RTÜK, Yedi Kanala “Karamsarlık Aşılama” Gerekçesiyle Ceza Verdi

Radyo ve Televizyon Üst Kurulu (RTÜK), yedi televizyon kanalını “karamsarlık aşılamak” gerekçesiyle cezalandırdı. NOW, Tele 1, SZC, Star, Halk, Akıllı TV ve Engelsiz TV, yayınlarında toplumda karamsarlık yarattığı iddia edilen içerikler nedeniyle üst sınırdan yaptırımla karşı karşıya kaldı.

SZC TV’de yayınlanan Özlem Gürses’in sunduğu “Para Politikaları” programına katılan TÜSİAD Başkanı Orhan Turan’ın açıklamaları, cezanın temel gerekçesi oldu. Turan’ın, “Hukukun üstünlüğü tesis edilmeden ne iç ne de dış sorunları çözebiliriz” şeklindeki ifadeleri, RTÜK tarafından “karamsarlık aşılamak” olarak değerlendirildi. Kurul, bu tür açıklamaların toplumda olumsuz bir hava yarattığını ve medya etik ilkelerini ihlal ettiğini savundu.

NOW ve Star TV’ye “Aile Yapısına Aykırılık” Cezası

NOW TV’de yayınlanan “Şakir Paşa Ailesi” dizisi ile Star TV’de yayınlanan “Zahide Yetiş ile Yeniden Başlasak” programı da “Türk aile yapısına ve milli-manevi değerlere aykırılık” gerekçesiyle cezalandırıldı. RTÜK, bu programların toplumun değerlerini zedeleyici nitelikte olduğunu öne sürdü.

RTÜK, kararlarını “tarafsızlık, gerçeklik ve doğruluk ilkelerine uyulması”, “toplumda özgürce kanaat oluşumuna engel olunmaması” ve “haberlerin doğrulanmadan yayımlanmaması” gibi medya etik kurallarına dayandırdı. Ayrıca, haberlerde abartılı ses ve görüntü kullanımı, efekt ve müzik eklenmesi gibi unsurların da yayın ilkelerine aykırı olduğu vurgulandı.

Tepkiler ve Basın Özgürlüğü Tartışmaları

RTÜK’ün bu kararları, basın özgürlüğü ve ifade özgürlüğü açısından tartışmalara neden oldu. Eleştiriler, RTÜK’ün medya üzerindeki denetiminin artmasının, haber alma özgürlüğünü kısıtlayabileceği yönünde.
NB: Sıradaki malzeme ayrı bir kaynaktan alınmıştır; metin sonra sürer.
PR #37, opened 2024-03-28
support browser router on github pages

michaelglass:
mislead by dev environment differing from prod environment.

Github Actions doesn't rewrite URLs on refresh, so using BrowserRouter meant loading, e.g. `/foo` would just 404.

This PR
- adds a custom 404.html that redirects folks back to `/index` with the path in the query string
- adds some logic to index.html that parses the parses the path out of the query string. 
- adds a caddy dev environment that should mimick github actions

I feel mixed about this PR. On the one hand, I think BrowserRouter produces prettier URLs and most importantly, those URLs support on-page anchor tags (needed for #31 ) But on the other hand, this PR is a bit of a hack and abuses the 404 page.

Özellikle TÜSİAD Başkanı’nın ekonomik ve siyasi eleştirilerinin ceza gerekçesi olarak gösterilmesi, sansür endişelerini artırdı.

RTÜK’ün “karamsarlık aşılama” gerekçesiyle verdiği cezalar, medyanın toplumsal sorunları ele alırken nasıl bir dil kullanması gerektiği konusunda yeni bir tartışma başlattı. Bu kararlar, basın özgürlüğü ile devlet denetimi arasındaki dengenin nasıl sağlanacağına dair soruları da beraberinde getiriyor.